# The Inspiration of the Valar



## John (Oct 2, 2021)

Hi
Where The Valar Inspired By Greek Mythology Or Norse Mythology Or The Bible? Or All Three Sources? Also Why do None Of The Valar Appear In Both The Hobbit And The Lord Of The Rings?


----------



## ZehnWaters (Oct 3, 2021)

John said:


> Hi
> Where The Valar Inspired By Greek Mythology Or Norse Mythology Or The Bible? Or All Three Sources? Also Why do None Of The Valar Appear In Both The Hobbit And The Lord Of The Rings?



All of the above. Most modern readers would view them as similar to the Greek or Scandinavian gods but Tolkien described the Ainur as angelic (so the Valar would be Archangels).


----------



## Amarthon (Oct 3, 2021)

John said:


> Hi
> Where The Valar Inspired By Greek Mythology Or Norse Mythology Or The Bible? Or All Three Sources? Also Why do None Of The Valar Appear In Both The Hobbit And The Lord Of The Rings?

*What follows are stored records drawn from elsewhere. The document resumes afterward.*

PR #1340, opened 2019-03-10
2

alexanderchen6:


ownREADME.md
```diff
@@ -0,0 +1,20 @@
+**OWN README**
```
amyj0rdan: Add to README explanation of the program, how the user can use it and how the user can run tests

ownREADME.md
```diff
@@ -0,0 +1,20 @@
...
+
+The last point is quite confusing, as I was thinking about changing capacity, rather than changing default capacity. So to test this, I change the default capacity in test, and the test would be to expect that airport would still be able to accommodate the number of increased planes landed.
+
+To make this test pass (which took a while), I made attribute configuration for the Airport class so that if default capacity is not set, its set to a default,(e.g. 20), if it is, it is set to default capacity. capacity is set to default to default capacity unless it is changed.
+
+To do the stub took quite a while(2- 3hours), as I experimented using a Double of airport, but it wouldn't respond to other methods in Airport class.
+
+
+Then, to pass the extra validation tests(edge cases), e.g. plane cannot takeoff if already flying, cannot land if already landed. I made test to raise error if these conditions are present. The code to pass the test would be incorporated into the takeoff and land methods.
+
```
amyj0rdan: Great to list the things that you didn't manage to get to. Maybe you could outline broadly how you would approach fixing these?

spec/airport_spec.rb
```diff
@@ -0,0 +1,90 @@
+require './lib/airport'
+require './lib/plane'
+
+describe Airport do
+	 # let(:default_capacity) { 20 }
+	 before { allow(subject).to receive(:stormy).and_return(false) }
```
amyj0rdan: I'm not clear if there are tests to check if the plane *doesn't* fly if it is stormy. Might be useful to group tests by context (eg, when stormy, plane doesn't take off, when not stormy, plane does take off)

spec/airport_spec.rb
```diff
@@ -0,0 +1,90 @@
...
+	 describe '#land' do 
+ 		 it 'lands a plane' do 
+  			 plane = Plane.new
+  			 expect(subject.land(plane)).to eq([plane])
+  		end 
+ 		# do I replace this test?
+ 		# it 'initialize with no plane in airport' do 
+ 		# expect()
+ 		# end 
+ 		 it 'check if any plane in airport and returns all planes' do
```
amyj0rdan: Might be good to add a test for more that one plane.

spec/airport_spec.rb
```diff
@@ -0,0 +1,90 @@
...
+  			 expect { subject.takeoff(plane) }.to raise_error 'cannot takeoff'
+  		end 
+
+ 		 it 'plane flying or in queue cannot take off' do
+  			 plane = Plane.new
+  			 expect { subject.takeoff(plane) }.to raise_error "Plane is currently flying or in queue"
+  		end
+ 	end 
+
+	 describe '#stormy?' do
```
amyj0rdan: Might be good to have the weather as a separate class - at the moment the airport class does both the actions of the airport and determines the weather

lib/airport.rb
```diff
@@ -0,0 +1,60 @@
+require_relative './plane.rb'
+
+class Airport
+	 attr_reader :planes
+	 attr_accessor :stormy
+	 attr_accessor :capacity
+	 attr_accessor :default_capacity
+
+	 def initialize(default_capacity = 20, capacity = default_capacity,
```
amyj0rdan: I find it a little confusing that the user would need to enter so many values at initializing an airport. Could use a constant for default_capacity that is set to @capacity unless another value is provided?

lib/airport.rb
```diff
@@ -0,0 +1,60 @@
...
+	 def land(plane)
+ 		# p @planes.count	
+ 		 raise 'cannot land' if stormy?
+ 		 raise 'Airport full' if full? 
+ 		 raise 'already landed' if @planes.include?(plane)
+
+ 		 @planes << plane 
+ 	end 
+
+	 def check
```
amyj0rdan: As @planes is already an attribute reader, maybe this method is no longer necessary?

lib/airport.rb
```diff
@@ -0,0 +1,60 @@
...
+ 	 # returns true or false
+ 	end 
+
+	 def full?
+ 		# p @planes
+ 		# p @planes.count
+ 		 true if @planes.count >= @capacity
+ 	end 
+
+	 def random_weather
```
amyj0rdan: Unclear to me how this interacts with your stormy? method - stormy seems to be set to false automatically. Does your airport ever experience stormy weather?

lib/airport.rb
```diff
@@ -0,0 +1,60 @@
...
+	 def check 
+ 		 @planes
+ 	end 
+
+	 def takeoff(plane)
+ 		# p @planes
+ 		 raise 'cannot takeoff' if stormy?
+ 		 raise 'Plane is currently flying or in queue' unless @planes[0] == plane
+
+ 		 @planes.pop
```
amyj0rdan: This will remove the last plane in the array rather than the specific plane given to the method - might be good to use the .delete method

lib/plane.rb
```diff
@@ -0,0 +1,12 @@
+class Plane
+  attr_reader :flying
+
+  def initialize
+  		@flying = true
+  end 
+
+  def flying?
```
amyj0rdan: Would be great to change this to false once the plane lands

lib/airport.rb
```diff
@@ -0,0 +1,60 @@
...
+ 		 @stormy = stormy
+ 		 @default_capacity = default_capacity
+ 		 @capacity = capacity
+ 		# if capacity != nil 
+ 		# @capacity = capacity  
+ 		# 	else
+ 		# @capacity = default_capacity
+ 		# end 
+ 	end 
+
```
amyj0rdan: This method is really clear

lib/airport.rb
```diff
@@ -0,0 +1,60 @@
...
+ 		 @stormy
+ 	 # returns true or false
+ 	end 
+
+	 def full?
+ 		# p @planes
+ 		# p @planes.count
+ 		 true if @planes.count >= @capacity
+ 	end 
+
```
amyj0rdan: Is there a test for random_weather?

spec/airport_spec.rb
alexanderchen6: used stub to override

spec/airport_spec.rb
alexanderchen6: added test to land 5 planes

lib/airport.rb
alexanderchen6: changed default capacity to constant

lib/airport.rb
alexanderchen6: removed

lib/airport.rb
alexanderchen6: my approach is that plane takes off in order, like in a real airport. if plane is not the first one to take off, it cannot take off.

lib/plane.rb
alexanderchen6: added plane.flying= false into plane method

There are many semi-divine figures in various mythologies worldwide. They aren't present after the First Age because they are not necessary to the task at hand. Plus, the remaining Quendi in ME want to be there, with the option of returning to Valinor. Morgoth was one of them, a Valar, and he was banished to the Void. Melkor was the most powerful being of Iluvatars creation. Sauron was way down on the scale.


----------